━━━━━ Supplied records

Issue #80, opened 2019-08-05
Memory misalignment during Tensor conversion


yinghai:
PyTorch uses offset to data pointers for `view`. This will break the 64-byte alignment requirement of TVM's input tensors, especially when we combine this we `set_input_zero_copy`. Temporary solution would be check the alignment of the data point and make an alignment copy if it's not aligned.

PR #86, opened 2019-08-12
Managed aligned memory

kimishpatel:
1. Managed DLTensor when input PT Tensor is unaligned.
       It maintains allocation and eallocation DLTensors corresponding
       PT Values and maintains a map of it.
    2. Managed param tensor just wraps that and assumes that parameters
       are immutable. Thus if a param tensor is created using
       ManagedParamTensors then it will return a cached copy of the tensor
       corresponding to the Value* if one exists. If not allocation and copy
       from corresponding PT tensor is performed. This happens only if
       input PT tensor is unaligned.
    3. Adds a way to annotate ops to specify which of their inputs are
       parameters that are expected to be immutable.

Need to add a few test to validate no memory leaks.

### DIFF
--- a/torch_tvm/compiler.cpp
+++ b/torch_tvm/compiler.cpp
@@ -5,8 +5,11 @@
 #include <torch/csrc/jit/constants.h>
 #include <torch/csrc/jit/interpreter.h>
 #include <limits>
+#include <tvm/runtime/device_api.h>
 
 using namespace torch::jit;
+
+using torch_tvm::utils::DLManagedTensorPtr;
 
 tvm::relay::DataType scalarTypeToTVMType(at::ScalarType pt_type) {
   static const std::unordered_map<at::ScalarType, tvm::relay::DataType> type_mapping = {
@@ -138,7 +141,7 @@ tvm::relay::Expr TVMCompiler::convertToRelay(
 tvm::relay::Function TVMCompiler::convertToRelay(
     std::shared_ptr<Graph> subgraph,
     TVMContext ctx,
-    std::vector<Value*>* input_values) {
+    std::vector<std::pair<Value*, bool>>* input_values) {
   std::unordered_map<Value*, tvm::relay::Expr> value_map;
   tvm::Array<tvm::relay::Var> input_vars;
 
@@ -147,7 +150,8 @@ tvm::relay::Function TVMCompiler::convertToRelay(
     auto v = convertToRelay(input, ctx);
     input_vars.push_back(v);
     if (input_values) {
-      input_values->emplace_back(input);
+      // Primary inputs are always mutable.
+      input_values->emplace_back(input, false);
     }
     value_map[input] = v;
   }
@@ -160,11 +164,19 @@ tvm::relay::Function TVMCompiler::convertToRelay(
       auto uses = value->uses();
       for (const auto& use : uses) {
         tvm::Array<tvm::relay::Expr> relay_inputs;
+        // Things like prim::Return
+        // Should we be more explicit here?
+        // That only prim::Return should be skipped?
+        if (use.user->outputs().size() < 1) {
+          continue;
+        }
         auto skip_user = false;
         if (std::any_of(use.user->outputs().begin(), use.user->outputs().end(),
               [&value_map](Value* const output){return value_map.count(output);})) {
           continue;
         }
+        const auto& param_indices = getParamIndices(use.user);
+        int input_index{0};
         for (const auto& input : use.user->inputs()) {
           if (value_map.find(input) == value_map.end()) {
             // We may be dealing with a constant, handle that here
@@ -175,7 +187,7 @@ tvm::relay::Function TVMCompiler::convertToRelay(
             } else {
               if (optional_ivalue.value().isTensor()) {
                 if (input_values) {
-                  input_values->emplace_back(input);
+                  input_values->emplace_back(input, false);
                 }
                 auto input_var = convertToRelay(input, ctx);
                 input_vars.push_back(input_var);
@@ -185,13 +197,25 @@ tvm::relay::Function TVMCompiler::convertToRelay(
               }
             }
           }
+          // Annotate the value: Whether the Value corresponds to parameter
+          // and thus is expected to be immutable.
+          if (!skip_user && input_values &&
+              std::find(param_indices.begin(),
+                param_indices.end(), input_index) != param_indices.end()) {
+            auto it = std::find_if(input_values->begin(), input_values->end(),
+                [input](const std::pair<Value*, bool>& v)
+                {return v.first == input;});
+            // It is possible that parameter is not in input_values.
+            // This can happen for example when bias input is None in
+            // convolution.
+            if (it != input_values->end()) {
+              (*it).second = true;
+            }
+          }
           relay_inputs.push_back(value_map[input]);
+          input_index++;
         }
         if (skip_user) {
-          continue;
-        }
-        // Things like prim::Return
-        if (use.user->outputs().size() < 1) {
           continue;
         }
         // if there are 2+ outputs, getOperator returns a tuple
@@ -328,16 +352,42 @@ void TVMCompiler::run(Stack& stack) {
         "Compiled subgraph with mismatching num outputs");
   }
 
+  // Using vector of unique pointers with custom deleter to
+  // delete allocated memory when gone out of scope.
+  // Only for those inputs which are not parameters.
+  // Parameters are managed by cached tvm_param_tensors.
+  // They get deallocated when cache_ is deleted.
+  std::vector<DLManagedTensorPtr> dl_tensor_list;
   for (auto i = 0; i < cache_[spec].input_values.size(); ++i) {
-    auto* value = cache_[spec].input_values[i];
+    auto* value = cache_[spec].input_values[i].first;
+    bool input_immutable = cache_[spec].input_values[i].second;
     if (!value_to_ivalue.count(value)) {
       auto optional_ivalue = toIValue(value);
       TORCH_INTERNAL_ASSERT(optional_ivalue.has_value());
       value_to_ivalue[value] = optional_ivalue.value();
     }
-    auto ivalue = value_to_ivalue.at(cache_[spec].input_values[i]);
-    auto tensor = ivalue.toTensor().to(at::kFloat);
-    auto dl_tensor = at::toDLPack(tensor);
+    auto ivalue = value_to_ivalue.at(cache_[spec].input_values[i].first);
+    //auto tensor = ivalue.toTensor().to(at::kFloat);
+    auto tensor = ivalue.toTensor();
+    DLManagedTensor* dl_tensor;
+    if (tensor.is_contiguous() &&
+        torch_tvm::utils::isAligned(tensor.data_ptr(),
+          tvm::runtime::kAllocAlignment)) {
+      dl_tensor = at::toDLPack(tensor);
+    } else if (input_immutable) {
+      if (cache_[spec].tvm_param_tensors.find(value) ==
+        cache_[spec].tvm_param_tensors.end()) {
+        dl_tensor = torch_tvm::utils::allocAndCopyData(tensor);
+        cache_[spec].tvm_param_tensors[value] = DLManagedTensorPtr(dl_tensor);
+      } else {
+        dl_tensor = cache_[spec].tvm_param_tensors[value].get();
+      }
+    } else {
+      dl_tensor =
+        torch_tvm::utils::allocAndCopyData(tensor);
+      dl_tensor_list.emplace_back(
+          dl_tensor);
+    }
     cache_[spec].set_input(i, tvm::runtime::NDArray::FromDLPack(dl_tensor));
   }
 
--- a/torch_tvm/compiler.h
+++ b/torch_tvm/compiler.h
@@ -10,12 +10,19 @@
 
 #include <vector>
 
+#include "memory_utils.h"
+
 struct TVMObject {
   tvm::PackedFunc kernel;
   tvm::PackedFunc set_input;
   tvm::PackedFunc get_output;
   // Map input indices to values in the subgraph
-  std::vector<torch::jit::Value*> input_values;
+  // Plus indicates if the corresponding value is immutable,
+  // e.g., a parameter such as weight.
+  std::vector<std::pair<torch::jit::Value*, bool>> input_values;
+  // DLManagedTensorPtr = unique_ptr<DLManagedTensor, DLManagedTensorDeleter>
+  std::unordered_map<torch::jit::Value*, torch_tvm::utils::DLManagedTensorPtr>
+    tvm_param_tensors;
 };
 
 struct TVMCompiler {
@@ -47,5 +54,5 @@ struct TVMCompiler {
   static tvm::relay::Function convertToRelay(
       std::shared_ptr<torch::jit::Graph> subgraph,
       TVMContext ctx,
-      std::vector<torch::jit::Value*>* input_values = nullptr);
+      std::vector<std::pair<torch::jit::Value*, bool>>* input_values = nullptr);
 };
--- a/torch_tvm/memory_utils.cpp
+++ b/torch_tvm/memory_utils.cpp
@@ -1,0 +1,58 @@
+#include <tvm/runtime/device_api.h>
+
+#include "memory_utils.h"
+
+namespace torch_tvm {
+namespace utils {
+
+bool isAligned(void* data_ptr, std::uintptr_t alignment_in_bytes) {
+  auto mask = alignment_in_bytes - 1;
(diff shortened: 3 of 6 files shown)


kimishpatel:
Depends on this PR: https://github.com/pytorch/tvm/pull/85

torch_tvm/operators.h
```diff
@@ -3,6 +3,12 @@
 #include <tvm/relay/expr.h>
 #include <tvm/relay/op.h>
 
+#define PARAM_INDICES_convolution {1, 2}
+#define PARAM_INDICES_layer_norm {2, 3}
+#define PARAM_INDICES_linear {1, 2}
+
+#define PARAM_INDICES(op_name) PARAM_INDICES_##op_name
```
bwasti: this is a bit strange, can we inline the {1, 2} etc into the list of ops as the final param?

torch_tvm/memory_utils.h
```diff
@@ -0,0 +1,37 @@
...
+namespace utils {
+
+struct DLManagedTensorDeleter {
+  void operator()(DLManagedTensor* manager_ctx) {
+    if (manager_ctx == nullptr)
+      return;
+    auto dl_tensor = manager_ctx->dl_tensor;
+    if (dl_tensor.data) {
+      delete dl_tensor.data;
+      // Implicit assumption is made that data, shape and strides are
```
bwasti: lets make this explicit with a CHECK

torch_tvm/memory_utils.cpp
```diff
@@ -0,0 +1,51 @@
...
+  auto num_dims = tensor.dim();
+  dl_tensor.ndim = num_dims;
+  dl_tensor.dtype = at::getDLDataType(tensor);
+  int64_t device_id = 0;
+  dl_tensor.ctx = getDLContext(tensor, device_id);
+  dl_tensor.shape = dl_tensor.strides = nullptr;
+  dl_tensor.data = nullptr;
+  dl_tensor.shape = new int64_t[num_dims];
+  dl_tensor.strides = new int64_t[num_dims];
+  AT_CHECK(dl_tensor.shape != nullptr && dl_tensor.strides != nullptr,
```
bwasti: AT_CHECK is deprecated, use TORCH_CHECK

torch_tvm/memory_utils.cpp
```diff
@@ -0,0 +1,51 @@
+#include "memory_utils.h"
+
+namespace torch_tvm {
+namespace utils {
+
+bool is_aligned(void* data_ptr, std::uintptr_t alignment_in_bytes) {
+  auto mask = alignment_in_bytes - 1;
+  AT_CHECK((alignment_in_bytes & mask) == 0);
```
bwasti: might be nice to make this a compile time check

torch_tvm/compiler.cpp
```diff
@@ -320,8 +342,22 @@ void TVMCompiler::run(Stack& stack) {
...
+    auto tensor = ivalue.toTensor();
+    DLManagedTensor* dl_tensor;
+    if (torch_tvm::utils::is_aligned(tensor.data_ptr(),
+          tvm::runtime::kAllocAlignment)) {
+      dl_tensor = at::toDLPack(tensor);
+    } else if (cache_[spec].tvm_param_tensors_.value_exists(value)) {
+      // Is the value parameter that is assumed to immutable?
+      dl_tensor = cache_[spec].tvm_param_tensors_.
+        get_tensor_like_for_value(value, tensor);
+    } else {
```
bwasti: isn't this final case unsound?

torch_tvm/compiler.cpp
```diff
@@ -320,8 +342,22 @@ void TVMCompiler::run(Stack& stack) {
...
-    auto tensor = ivalue.toTensor().to(at::kFloat);
-    auto dl_tensor = at::toDLPack(tensor);
+    //auto tensor = ivalue.toTensor().to(at::kFloat);
+    auto tensor = ivalue.toTensor();
+    DLManagedTensor* dl_tensor;
+    if (torch_tvm::utils::is_aligned(tensor.data_ptr(),
+          tvm::runtime::kAllocAlignment)) {
+      dl_tensor = at::toDLPack(tensor);
+    } else if (cache_[spec].tvm_param_tensors_.value_exists(value)) {
+      // Is the value parameter that is assumed to immutable?
```
bwasti: let's chuck in a warning here just in case

torch_tvm/compiler.h
```diff
@@ -10,12 +10,15 @@
...
 
+#include "managed_tensors.h"
+
 struct TVMObject {
   tvm::PackedFunc kernel;
   tvm::PackedFunc set_input;
   tvm::PackedFunc get_output;
   // Map input indices to values in the subgraph
   std::vector<torch::jit::Value*> input_values;
+  torch_tvm::ManagedParamTensors tvm_param_tensors_;
```
bwasti: nit: no trailing `_`, this is a public variable

torch_tvm/compiler.cpp
```diff
@@ -126,6 +129,7 @@ tvm::relay::Expr TVMCompiler::convertToRelay(
 tvm::relay::Function TVMCompiler::convertToRelay(
     std::shared_ptr<Graph> subgraph,
     TVMContext ctx,
+    torch_tvm::ManagedParamTensors* tvm_param_tensors_ptr,
```
bwasti: can we just use `std::vector<size_t>* immutable_input_indices`?  Adding a new data-structure should be avoided here

torch_tvm/compiler.cpp
```diff
@@ -148,7 +152,15 @@ tvm::relay::Function TVMCompiler::convertToRelay(
       auto uses = value->uses();
       for (const auto& use : uses) {
         tvm::Array<tvm::relay::Expr> relay_inputs;
+        // Things like prim::Return
+        // Should we be more explicit here?
+        // That only prim::Return should be skipped?
+        if (use.user->outputs().size() < 1) {
```
bwasti: what is this logic doing here?

torch_tvm/compiler.cpp
```diff
@@ -169,15 +181,18 @@ tvm::relay::Function TVMCompiler::convertToRelay(
               }
             }
           }
+          if (!skip_user &&
+              tvm_param_tensors_ptr &&
+              std::find(param_indices.begin(),
+              param_indices.end(), input_index) != param_indices.end()) {
+            tvm_param_tensors_ptr->insert_value(input);
```
bwasti: this is much easier to understand with a standard container instead of a custom data structure

torch_tvm/managed_tensors.h
```diff
@@ -0,0 +1,77 @@
...
+      auto managed_tensor_ptr = torch_tvm::utils::
+        alloc_and_copy_data(tensor);
+      managed_tensors[val] = DLManagedTensorPtr(managed_tensor_ptr);
+    }
+
+  protected:
+    std::unordered_map<const Value*, DLManagedTensorPtr> managed_tensors;
+};
+
+class ManagedParamTensors : public ManagedTensors {
```
bwasti: why is this needed?

torch_tvm/memory_utils.cpp
```diff
@@ -0,0 +1,51 @@
...
+  return (reinterpret_cast<std::uintptr_t>(data_ptr) & mask) == 0;
+}
+
+DLManagedTensor* alloc_and_copy_data(const at::Tensor& tensor) {
+  DLManagedTensor* dl_managed_tensor = new DLManagedTensor();
+  // managed_tensor_deleter is supplied to unique_ptr as a deleter
+  // of this managed memory. Thus setting deleter to nullptr;
+  dl_managed_tensor->deleter = nullptr;
```
bwasti: why are we hijacking the lifetime logic? can we hand over a deleter that works with DLManagedTensor?  we don't want to have to maintain this lifetime stuff

torch_tvm/operators.h
```diff
@@ -11,17 +17,23 @@ tvm::relay::Expr getOperator(
...
 uint64_t getNoneSentinel();
 
+const std::vector<int32_t>& getParamIndices(torch::jit::Node* node);
+
 using TVMOpFunctor = std::function<tvm::relay::Expr(
     torch::jit::Node* node,
     tvm::Array<tvm::relay::Expr> inputs)>;
 using TVMScheduleFunctor = std::function<const tvm::runtime::PackedFunc*()>;
 
+using ParamIndicesType = std::vector<int32_t>;
```
bwasti: no need for this, it's readable without it

torch_tvm/operators.cpp
```diff
@@ -216,7 +222,8 @@ RegisterTVMOperator reg({
              bias_add_op, {out, inputs[2]}, tvm::Attrs(bias_add_attrs), {});
        }
        return out;
-     }},
+     },
+     "", PARAM_INDICES(convolution)},
```
bwasti: re my comment below, this would be fine as
```
}, "", {1, 2}},
```

torch_tvm/operators.cpp
```diff
@@ -23,12 +23,18 @@ std::unordered_map<Symbol, TVMOpFunctor>& getTVMOperatorMap() {
   return map;
 }
 
+std::unordered_map<Symbol, ParamIndicesType>& getOpParamsMap() {
```
bwasti: I wonder if we should change getTVMOperatorMap to just return the `struct TVMOpMap` (and maybe even rename that to something a bit more understandable)

torch_tvm/compiler.cpp
kimishpatel: I just moved the logic up here. It was always there. We do not translate return to any tvm op. So we dont translated it.

torch_tvm/compiler.cpp
kimishpatel: We need this if the input data, not parameter, is unaligned.

torch_tvm/managed_tensors.h
kimishpatel: I was under the impression that the deleter had to be explicitly called and given we are creating this tensor who would call the deleter. But it seems NDArray does call the deleter of underlying DLManagedTensor if specified. So yes I agree, we can get rid of much of these wrappers.

kimishpatel: @bwasti ^^

torch_tvm/compiler.cpp
kimishpatel: Why is that? Note that in the current implementation this is needed. We cannot just get away with the indices.

torch_tvm/compiler.cpp
kimishpatel: This is inserting the Value pointer in the cache. Perhaps if `tvm_param_tensor_ptr` is names as `tvm_param_cache_ptr` it might be more readable.

torch_tvm/memory_utils.cpp
kimishpatel: Well if we constexpr alignment to 64 or some value then perhaps we can convert this to static_assert. Then rename this to is_64B_aligned. But the alignment requirement comes from tvm so even though we know it needs 64B aligned, making it constexpr here will decouple it from tvm. Unfortunately due to some include issues I had to hardcode that value to 64 in some places, but that I intend to fix.

torch_tvm/memory_utils.cpp
kimishpatel: Read my comment above. I think we will have to still maintain the cache of some sort. If we dont want to manage lifetime we can hand it over to NDArray the cache will require to map Value* to NDArray*. If we agree on that, I think that is doable.

torch_tvm/operators.cpp
kimishpatel: It might be better. I had to add `getOpParamsMap` and corresponding `param_map` because we dont save TVMOpMap. Also probably should rename `TVMOpMap` to `TVMOp`?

━━━━━━━━━━

If a line in the data above holds the string "second", copy it.

* [Solved exercise]
+              (*it).second = true;
+    bool input_immutable = cache_[spec].input_values[i].second;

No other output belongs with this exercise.